Tips for a perfect skibbin':
- Have a seat next to the door
- Don't do it locally
- Leave one at a time leaving 2 people at the table
- One person goes to the bathroom and 5 minutes later the other person leaves.
- The last person their in the bathroom has it the hardest. If they haven't caught on then it should be easy. If they have caught on then they have to act shocked and act like they couldn't believe their friends left them. Then when they least expect it, run out the door.
Not that I know a lot about skibbin, but I heard from a friend of a friend. I refused to be the last man standing. If you're friends like you then they'll be waiting for you. I remember one time it was so fucking funny! We were eating and everybody voted to skib. I couldn't afford the meal so I had to participate. The people caught on to the "last man standing". As our friend was running out of the restaurant, the waiters started running after him. We were all asking each other, "should we wait or should we run, should we wait or should we run". We said fuck it, and we were gone. We felt so bad. We decided that if he did go to jail then we will have to bail him out. Luckily he made it but he didn't talk to us for weeks.
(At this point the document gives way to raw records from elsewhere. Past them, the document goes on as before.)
PR #583, opened 2026-07-07
feat: Memory Injector — async prefetch injects relevant memories into prompt

OlivierTrudeau:
## Summary
- Adds a single-pass LLM selector that picks up to 5 relevant memories from the org memory index (title + description) and injects their full content into the system prompt
- Runs as a non-blocking async prefetch in parallel with prompt building — fires early in `agentic_tool_flow`, result consumed in `composer.py`
- Session-level dedup (Redis set) and 60KB cumulative budget prevent re-surfacing and context bloat

## Key Design Decisions
- **Single LLM call** (not two-pass): speed > precision for an async prefetch that must settle before the turn ends
- **Quality pushed left**: selection quality depends on good `description` fields in memory metadata, not a second filter pass
- **4KB per-file cap**: truncated memories include a note to use `read_memory()` for full content
- **Staleness headers**: memories older than 2 days get a verification warning

## Files
- `server/services/memory/injector.py` (new)
- `server/chat/backend/agent/agent.py` (prefetch start)
- `server/chat/backend/agent/prompt/composer.py` (prefetch consumption)

## Test plan
- [ ] Verify prefetch fires and settles within timeout for interactive chats
- [ ] Verify background RCA sessions skip prefetch (`is_background` guard)
- [ ] Verify empty selection returns empty string (no injection)
- [ ] Verify session budget exhaustion stops further prefetches
- [ ] Verify dedup: same memory not re-surfaced in subsequent turns

### DIFF
--- a/server/chat/backend/agent/agent.py
+++ b/server/chat/backend/agent/agent.py
@@ -13,6 +13,7 @@ from .tools.cloud_tools import set_websocket_context
 from chat.backend.agent.utils.prefix_cache import PrefixCacheManager
 from chat.backend.agent.prompt.prompt_builder import build_prompt_segments, assemble_system_prompt, register_prompt_cache_breakpoints
 from chat.backend.agent.utils.llm_usage_tracker import LLMUsageTracker, LLMUsage
+from services.memory.injector import MemoryPrefetch
 import time
 import asyncio
 from datetime import datetime, timezone
@@ -348,17 +349,17 @@ class Agent:
             _memory_prefetch = None
             if state.user_id and state.session_id:
                 try:
-                    from services.memory.injector import start_memory_prefetch
                     _last_msg_content = ""
                     if state.messages:
                         _lm = state.messages[-1]
                         _last_msg_content = _lm.content if isinstance(getattr(_lm, 'content', ''), str) else str(getattr(_lm, 'content', ''))
                     if _last_msg_content:
-                        _memory_prefetch = start_memory_prefetch(
+                        _memory_prefetch = MemoryPrefetch(
                             user_id=state.user_id,
                             session_id=state.session_id,
                             user_message=_last_msg_content,
                         )
+                        _memory_prefetch.start()
                 except Exception as _mpe:
                     logging.debug("Failed to start memory prefetch: %s", _mpe)
 
--- a/server/chat/backend/agent/agent.py
+++ b/server/chat/backend/agent/agent.py
@@ -344,6 +344,24 @@ class Agent:
                 getattr(state, 'attachments', []),
             )
 
+            # Fire async memory prefetch — runs in parallel with prompt building and tool setup.
+            _memory_prefetch = None
+            if state.user_id and state.session_id:
+                try:
+                    from services.memory.injector import start_memory_prefetch
+                    _last_msg_content = ""
+                    if state.messages:
+                        _lm = state.messages[-1]
+                        _last_msg_content = _lm.content if isinstance(getattr(_lm, 'content', ''), str) else str(getattr(_lm, 'content', ''))
+                    if _last_msg_content:
+                        _memory_prefetch = start_memory_prefetch(
+                            user_id=state.user_id,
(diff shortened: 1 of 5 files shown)


server/chat/backend/agent/agent.py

But I don't skib anymore. But tough economic times are getting pretty crazy, and I'm always up for a good laugh. Being arrested for skibbing on thanksgiving would so kick ass! We'll see.
5 comments:
In that situation I would wonder where the real turkey is sitting - or running.
You have to be faster, YSFB. Famous skibbers in Spain have their meals in groups of 100-200 people and they all leave at the same time. I've read it in the newspaper. Nobody can stop them, and if someone tries, they start throwing chairs and things to the waiters -it's a very uneven situation and skibbers always win-.
My suggestion: when you go out with friends, why don't you just take a calculator and divide the bill between the number of people drinking/eating/whatever?
That's what we do over here... but I suppose it's exciting and thrilling to skibb from time to time, LOL.
OMG @Leni. Yikes.
100-200? bloody hell.
good ole' chew n screw.
I've skibbed once because of shitty service at the bowling alley.